Training general-purpose agents faces significant challenges due to the scarcity of real-world environments and inadequate mechanisms for continual learning. This work proposes a self-evolving training platform that enables co-evolution between agents and environments through an autonomous environment-task discovery mechanism and a multi-environment reinforcement learning framework. The platform supports dynamic task synthesis driven by capability gaps and integrates a Model Context Protocol toolchain alongside a self-evolving agent arena. Experimental results demonstrate that the trained Agent-World-8B and 14B models substantially outperform strong baselines across 23 benchmarks, confirming the critical role of environmental diversity and iterative self-evolution in enhancing agent intelligence.

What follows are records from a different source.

PR #268, opened 2025-08-04
feat/h2o

vishpillai123:
## changes
- Created first pass on H2O wrapper modules that can train, log via mlflow, load, and run inference on data using a similar process to the one we use currently with Azure Databricks AutoML.
- Added sklearn imputation pipeline that handles missing values appropriately prior to training via H2O. We impute missing values, and also add missing value flags in case missing is predictive. This is a critical step since H2O assumes a clean dataset without missing values. Tree models can handle missing values & linear models cannot, so with our imputation pipeline, we can now utilize linear models in H2O and we have improved interpretability.
- We run inference using H2O's predict contributions. This method is super fast, and by feeding in a background H2OFrame (such as the training data), this provides baseline SHAP values and makes our predictions more robust, contextual, & consistent.
- We can aggregate our SHAP values from their base feature names and produce our familiar top features output or SHAP summary plots (with or without missing value flags). The missing value flags are treated like one-hot encoding variables and their SHAP value is aggregated into the base feature.
- Added unit tests. Also, I needed to update the unit tests for the bias and inference files to correctly mock Mlflow calls, otherwise I was getting an error where no local mlflow experiment existed. By mocking the calls, we no longer need a local tmp experiment and the tests should work in any environment. 
- NOTE: I realized the random mlflow names like "blue-dolphin72" or whatever actually comes from mlflow and isn't a databricks feature. It's when you start an mlflow run without specifying a name. I kept it in our H2O implementation for a sense of normalcy since we're used to it with Databricks AutoML.

## context
- We need to transition away from Azure Databricks and H2O will help us get there. This implementation of H2O can be ran in GCP or Azure.
- H2O AutoML performance matches Azure AutoML Databricks.
- We train H2O, capture an experiment summary mlflow run, and then log the top 50 models (example of how it looks in DB UI, basically looks a lot like DB AutoML).
- Once we can get the modules merged, I'll then work on adding templates, updating the inference pipeline (adding a new task for H2O), and then also updating the model cards etc. This already fits seamlessly into most of our evaluation code (including bias evaluation).

## questions
- There's a lot happening here, let me know if you have questions.

image


vishpillai123:
@kaylawilding, hey so this is finally ready for review! Data type issue with "program_of_study_term_1" has been resolved. The issue was happening during imputation.

src/student_success_tool/modeling/h2o_modeling/training.py
```diff
@@ -0,0 +1,226 @@
...
+
+import h2o
+from h2o.automl import H2OAutoML
+
+from . import utils
+from . import imputation
+
+LOGGER = logging.getLogger(__name__)
+
+VALID_H2O_METRICS = {
```
kaylawilding, line 16: should f1 and/or recall be here?

src/student_success_tool/modeling/h2o_modeling/training.py
```diff
@@ -0,0 +1,226 @@
...
+    if client is None:
+        client = MlflowClient()
+
+    # Set and validate inputs
+    seed = kwargs.pop("seed", 42)
+    timeout_minutes = int(float(str(kwargs.pop("timeout_minutes", 5))))
+    exclude_cols = [
+        c for c in t.cast(list[str], kwargs.pop("exclude_cols", [])) if c is not None
+    ]
+    split_col: str = str(kwargs.pop("split_col", "split"))
```
kaylawilding, line 45: do we need do sample weight here? Can h20 do sample weights?

src/student_success_tool/modeling/h2o_modeling/training.py
```diff
@@ -0,0 +1,226 @@
...
+    processed_model_features = [c for c in train.columns if c not in exclude_cols]
+    LOGGER.info(f"Running H2O AutoML with {len(processed_model_features)} features...")
+
+    aml = H2OAutoML(
+        max_runtime_secs=timeout_minutes * 60,
+        sort_metric=metric,
+        stopping_metric=metric,
+        seed=seed,
+        verbosity="info",
+        include_algos=["XGBoost", "GBM", "GLM", "DRF"],
```
kaylawilding, line 131: do we want to hardcode this set of algorithms? or do we want to allow people to exclude some still? If not, which I think is probably fine (we may have some backwards compatibility issues on older schools but we can sort that out), we would need to update the config? actually maybe we can just make another config template for h20

src/student_success_tool/modeling/h2o_modeling/training.py
```diff
@@ -0,0 +1,226 @@
...
+    missing_cols = [c for c in exclude_cols if c not in df.columns]
+    if missing_cols:
+        raise ValueError(f"exclude_cols contains missing columns: {missing_cols}")
+
+    # Set training experiment
+    experiment_id = utils.set_or_create_experiment(
+        workspace_path=str(workspace_path),
+        institution_id=institution_id,
+        target_name=str(target_name),
+        checkpoint_name=str(checkpoint_name),
```
kaylawilding, line 81: just curious how the checkpoint name and target name are used here - this is setting the name of the experiment like we do now?

src/student_success_tool/modeling/h2o_modeling/training.py
```diff
@@ -0,0 +1,226 @@
...
+
+    aml = H2OAutoML(
+        max_runtime_secs=timeout_minutes * 60,
+        sort_metric=metric,
+        stopping_metric=metric,
+        seed=seed,
+        verbosity="info",
+        include_algos=["XGBoost", "GBM", "GLM", "DRF"],
+        nfolds=0,  # disable CV, use validation frame for early stopping
+        balance_classes=True,
```
kaylawilding, line 133: oh does this handle our sample weighting for us? seems like it might from h20s documentation - thatd be cool

src/student_success_tool/modeling/h2o_modeling/training.py
kaylawilding: oh i see these are just what we can use for our primary metric on but not for eval, but  i suppose we used to be able/currently can do these, right. So we will need to clarify in the new templates or something these arent options naymore.

src/student_success_tool/modeling/h2o_modeling/imputation.py
```diff
@@ -0,0 +1,437 @@
...
+
+
+class SklearnImputerWrapper:
+    """
+    A leakage-safe imputer using sklearn's SimpleImputer and ColumnTransformer,
+    with skew-aware numeric strategy assignment, optional missingness flags,
+    and MLflow-based artifact logging.
+    """
+
+    DEFAULT_SKEW_THRESHOLD = 0.5
```
kaylawilding, line 33: something we need to add as a new config param? do you think people would want to tweak this?

pipelines/pdp/institution_id/h2o/02-train-h2o-model-TEMPLATE.py
```diff
@@ -0,0 +1,333 @@
...
+logging.basicConfig(level=logging.INFO, force=True)
+logging.getLogger("py4j").setLevel(logging.WARNING)  # ignore databricks logger
+
+try:
+    spark = DatabricksSession.builder.getOrCreate()
+except Exception:
+    logging.warning("unable to create spark session; are you in a Databricks runtime?")
+    pass
+
+try:
```
kaylawilding, line 69: oh what is it doing with emails?

pipelines/pdp/institution_id/h2o/02-train-h2o-model-TEMPLATE.py
```diff
@@ -0,0 +1,333 @@
...
+# MAGIC %md
+# MAGIC # evaluate model
+
+# COMMAND ----------
+
+# HACK: Evaluate an experiment you've already trained
+# experiment_id = cfg.model.experiment_id
+
+# NOTE: AutoML generates a split column if not manually specified
+split_col = training_params.get("split_col", "_automl_split_col_0000")
```
kaylawilding: is this still relevant?

src/student_success_tool/modeling/h2o_modeling/utils.py
```diff
@@ -0,0 +1,407 @@
...
+        aml=aml,
+        leaderboard_df=leaderboard_df,
+        train=train,
+        valid=valid,
+        test=test,
+        target_col=target_col,
+    )
+
+    # Capping # of models that we're logging to save some time
+    MAX_MODELS_TO_LOG = 50
```
kaylawilding, line 109: lets move this as a default param or somewhere else a little more visible?

src/student_success_tool/modeling/h2o_modeling/utils.py
```diff
@@ -0,0 +1,407 @@
...
+                f"Completed logging on {model_num}/{len(top_model_ids)} top models..."
+            )
+
+        # Setting threshold to 0.5 due to binary classification
+        metrics = log_h2o_model(
+            model_id=model_id,
+            train=train,
+            valid=valid,
+            test=test,
+            threshold=0.5,
```
kaylawilding: maybe just leave it as using the default so we dont have 0.5 written in two places?

tests/modeling/h2o_modeling/test_inference.py
```diff
@@ -0,0 +1,138 @@
...
+import pytest
+from unittest import mock
+from student_success_tool.modeling.h2o_modeling import inference
+
+
+# Existing SHAP grouping test
+def test_group_shap_by_feature_basic():
+    df = pd.DataFrame(
+        {
+            "gender.M": [0.1, 0.2],
```
kaylawilding, line 11: does h20 use like var.value for one hot encoded cat vars names?

kaylawilding (approved):

src/student_success_tool/modeling/h2o_modeling/training.py
vishpillai123: I think H2O may not be able to do F1 or Recall, which is fine since we mostly just use log_loss

src/student_success_tool/modeling/h2o_modeling/training.py
vishpillai123: Yes exactly, it's used to set the name of the experiment similar to how we do it now.

src/student_success_tool/modeling/h2o_modeling/training.py
vishpillai123: Yeah good catch. So, I tried adding sample weight as a `weights_column`, which is a parameter in `H2OAutoML.train`. Unfortunately, when I extracted the features in the model using `names = list(model._model_json["output"]["names"][:-1])`, it came out as one of the features and when I threw this into `model.predict`, it gave an error. Like it's not being technically used by the model, but it's still showing up in the output JSON list, which is weird. We could technically filter it out, but basically, I don't know how `weights_column` is used exactly under the hood, so I think what we can do instead is either use `balance_classes=True` when we want sample weight and `balance_classes=False` when we don't want sample weight.

src/student_success_tool/modeling/h2o_modeling/training.py
vishpillai123: Yeah we definitely should hardcode the exact algos we need because H2O also has deep learning or stacked ensemble algorithms that we are trying to disable. We don't want to use those since we need interpretability.

This line of `include_algos` basically ensures that we only use tree or linear based models. We could technically add conditions where we don't include XGBoost or DRF (Random Forest) for our older schools. I'm curious to see how H2O treats these older schools though, but we could add logic for this in the function.

src/student_success_tool/modeling/h2o_modeling/training.py
vishpillai123: Yeah, we use it to set the experiment name.

src/student_success_tool/modeling/h2o_modeling/training.py
vishpillai123: Yes, it handles sample weight in this way. I think it has its own internal algorithm of whether the models truly need sample weight, but I need to test this out.

pipelines/pdp/institution_id/h2o/02-train-h2o-model-TEMPLATE.py
vishpillai123: We need the workspace email in order to set the experiment name automatically. Databricks AutoML does this under the hood.

pipelines/pdp/institution_id/h2o/02-train-h2o-model-TEMPLATE.py
vishpillai123: Nah not relevant - I'll remove it.

src/student_success_tool/modeling/h2o_modeling/training.py
vishpillai123: I need to test out how H2O AutoML fairs with class imbalance in general honestly.

src/student_success_tool/modeling/h2o_modeling/utils.py
vishpillai123: We can, but I think that logging more than the top 50 models is not necessary. Logging via mlflow takes a long time. When I train a model with 10 minute timeout, it will finish training and then take an extra 6-7 mins to log the top 50 models.. logging more than that will take even longer.

We only need 5-10 top models for model evaluation and selection, and H2O AutoML will create hundreds of models in 10 mins (it's super fast). 

What concerns do you have with logging only top 50?

tests/modeling/h2o_modeling/test_inference.py
vishpillai123: Yeah it uses var.value, which is super convenient for inference since we later collapse the SHAP values using this.

src/student_success_tool/modeling/h2o_modeling/utils.py
vishpillai123: yes, good move - I can do that.

src/student_success_tool/modeling/h2o_modeling/utils.py
vishpillai123: Also I'm still saving the number of models that H2O trained (which is used for reporting) in `log_h2o_experiment_summary`, which creates a run called "H2O AutoML Experiment Summary and Storage" (similar to databricks's "Training Data Storage and Analysis" run)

Large language models are increasingly expected to serve as general-purpose agents that interact with external, stateful tool environments. The Model Context Protocol (MCP) and broader agent skills offer a unified interface for connecting agents with scalable real-world services, but training robust agents remains limited by the lack of realistic environments and principled mechanisms for life-long learning. In this paper, we present \textbf{Agent-World}, a self-evolving training arena for advancing general agent intelligence through scalable environments. Agent-World has two main components: (1) Agentic Environment-Task Discovery, which autonomously explores topic-aligned databases and executable tool ecosystems from thousands of real-world environment themes and synthesizes verifiable tasks with controllable difficulty; and (2) Continuous Self-Evolving Agent Training, which combines multi-environment reinforcement learning with a self-evolving agent arena that automatically identifies capability gaps through dynamic task synthesis and drives targeted learning, enabling the co-evolution of agent policies and environments. Across 23 challenging agent benchmarks, Agent-World-8B and 14B consistently outperforms strong proprietary models and environment scaling baselines. Further analyses reveal scaling trends in relation to environment diversity and self-evolution rounds, offering insights for building general agent intelligence.